[Stored data]

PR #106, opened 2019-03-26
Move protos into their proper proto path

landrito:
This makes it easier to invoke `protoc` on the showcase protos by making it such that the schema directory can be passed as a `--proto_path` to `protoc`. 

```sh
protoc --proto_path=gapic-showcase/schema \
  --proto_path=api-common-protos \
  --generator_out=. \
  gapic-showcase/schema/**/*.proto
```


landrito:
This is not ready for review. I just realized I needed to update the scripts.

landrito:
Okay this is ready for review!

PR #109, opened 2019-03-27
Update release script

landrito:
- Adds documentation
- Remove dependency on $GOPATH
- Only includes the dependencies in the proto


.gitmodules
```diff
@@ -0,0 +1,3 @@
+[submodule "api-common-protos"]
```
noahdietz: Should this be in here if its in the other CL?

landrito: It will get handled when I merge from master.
---
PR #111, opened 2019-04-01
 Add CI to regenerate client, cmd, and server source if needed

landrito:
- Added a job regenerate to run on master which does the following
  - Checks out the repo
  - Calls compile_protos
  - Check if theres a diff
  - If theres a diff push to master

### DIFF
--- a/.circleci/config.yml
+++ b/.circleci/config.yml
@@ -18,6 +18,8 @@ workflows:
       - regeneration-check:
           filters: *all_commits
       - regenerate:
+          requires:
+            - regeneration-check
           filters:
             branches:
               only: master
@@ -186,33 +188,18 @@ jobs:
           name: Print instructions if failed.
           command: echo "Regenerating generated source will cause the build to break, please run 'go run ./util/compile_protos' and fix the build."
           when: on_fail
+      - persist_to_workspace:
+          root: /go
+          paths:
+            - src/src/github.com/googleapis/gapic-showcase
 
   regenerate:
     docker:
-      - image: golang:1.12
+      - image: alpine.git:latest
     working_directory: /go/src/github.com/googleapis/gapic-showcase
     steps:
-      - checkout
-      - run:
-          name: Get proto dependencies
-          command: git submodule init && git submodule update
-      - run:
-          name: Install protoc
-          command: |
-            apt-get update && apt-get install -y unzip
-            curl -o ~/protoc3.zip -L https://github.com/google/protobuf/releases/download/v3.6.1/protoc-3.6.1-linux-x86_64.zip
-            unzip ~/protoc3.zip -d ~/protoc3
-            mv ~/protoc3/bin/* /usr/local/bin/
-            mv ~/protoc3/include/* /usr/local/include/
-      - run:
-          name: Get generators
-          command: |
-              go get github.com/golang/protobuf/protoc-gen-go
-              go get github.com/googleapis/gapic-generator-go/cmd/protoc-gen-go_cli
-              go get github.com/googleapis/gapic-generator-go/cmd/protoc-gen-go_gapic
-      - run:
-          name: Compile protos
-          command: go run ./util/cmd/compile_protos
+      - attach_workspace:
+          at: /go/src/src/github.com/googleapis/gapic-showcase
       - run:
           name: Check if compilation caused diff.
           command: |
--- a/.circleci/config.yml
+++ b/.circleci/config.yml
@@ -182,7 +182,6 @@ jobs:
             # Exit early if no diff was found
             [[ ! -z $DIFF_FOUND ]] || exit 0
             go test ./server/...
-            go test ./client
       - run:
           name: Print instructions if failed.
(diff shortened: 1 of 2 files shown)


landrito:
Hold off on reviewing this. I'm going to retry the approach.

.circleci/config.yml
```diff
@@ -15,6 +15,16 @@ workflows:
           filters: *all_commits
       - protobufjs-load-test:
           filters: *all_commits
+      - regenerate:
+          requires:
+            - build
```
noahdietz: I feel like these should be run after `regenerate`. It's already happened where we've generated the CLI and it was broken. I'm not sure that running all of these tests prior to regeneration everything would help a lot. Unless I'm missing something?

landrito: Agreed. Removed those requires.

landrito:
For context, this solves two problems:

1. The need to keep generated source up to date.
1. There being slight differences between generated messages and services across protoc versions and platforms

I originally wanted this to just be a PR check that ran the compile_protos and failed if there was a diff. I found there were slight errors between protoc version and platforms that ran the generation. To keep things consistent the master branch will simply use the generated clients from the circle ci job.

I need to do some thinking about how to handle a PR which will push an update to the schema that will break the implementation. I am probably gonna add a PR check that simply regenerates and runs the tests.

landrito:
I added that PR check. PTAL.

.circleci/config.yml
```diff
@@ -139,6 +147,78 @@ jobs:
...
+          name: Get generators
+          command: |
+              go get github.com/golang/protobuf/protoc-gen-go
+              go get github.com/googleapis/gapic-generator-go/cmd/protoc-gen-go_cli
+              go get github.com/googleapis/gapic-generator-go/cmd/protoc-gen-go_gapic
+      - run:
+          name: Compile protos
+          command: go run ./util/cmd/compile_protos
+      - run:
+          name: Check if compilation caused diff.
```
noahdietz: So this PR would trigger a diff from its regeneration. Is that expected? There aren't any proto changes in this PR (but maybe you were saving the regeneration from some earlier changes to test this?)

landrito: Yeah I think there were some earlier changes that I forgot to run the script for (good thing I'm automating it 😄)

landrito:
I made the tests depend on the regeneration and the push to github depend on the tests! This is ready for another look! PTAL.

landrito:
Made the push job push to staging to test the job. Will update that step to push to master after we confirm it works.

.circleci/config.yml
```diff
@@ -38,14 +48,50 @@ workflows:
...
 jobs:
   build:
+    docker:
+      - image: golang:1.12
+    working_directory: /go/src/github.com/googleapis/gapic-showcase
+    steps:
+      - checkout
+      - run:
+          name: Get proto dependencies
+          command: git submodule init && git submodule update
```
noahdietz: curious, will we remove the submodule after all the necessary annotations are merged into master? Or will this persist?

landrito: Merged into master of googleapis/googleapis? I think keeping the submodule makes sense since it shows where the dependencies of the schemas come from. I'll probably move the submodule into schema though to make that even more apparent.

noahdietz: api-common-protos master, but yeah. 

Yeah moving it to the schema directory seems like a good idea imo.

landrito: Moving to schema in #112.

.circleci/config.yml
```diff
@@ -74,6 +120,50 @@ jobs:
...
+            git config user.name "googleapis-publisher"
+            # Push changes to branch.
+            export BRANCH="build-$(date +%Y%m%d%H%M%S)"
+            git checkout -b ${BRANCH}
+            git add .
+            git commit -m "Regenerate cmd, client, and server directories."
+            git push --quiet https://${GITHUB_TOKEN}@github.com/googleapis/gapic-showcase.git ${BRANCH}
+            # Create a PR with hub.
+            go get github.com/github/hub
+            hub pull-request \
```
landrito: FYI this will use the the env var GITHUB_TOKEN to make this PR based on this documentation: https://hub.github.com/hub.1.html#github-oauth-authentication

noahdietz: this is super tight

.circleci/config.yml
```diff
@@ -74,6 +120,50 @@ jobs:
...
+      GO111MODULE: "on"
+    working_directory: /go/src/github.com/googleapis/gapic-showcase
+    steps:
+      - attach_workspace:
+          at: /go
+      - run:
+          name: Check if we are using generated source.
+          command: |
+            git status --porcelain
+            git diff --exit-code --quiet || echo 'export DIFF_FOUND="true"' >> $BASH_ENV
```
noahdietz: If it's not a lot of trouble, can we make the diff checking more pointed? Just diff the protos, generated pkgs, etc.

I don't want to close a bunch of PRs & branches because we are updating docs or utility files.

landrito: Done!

▸ **Work task**: Retrieve each line of the data in which the word "generators" can be found.

▸ **Result of this exercise**:
-          name: Get generators
+          name: Get generators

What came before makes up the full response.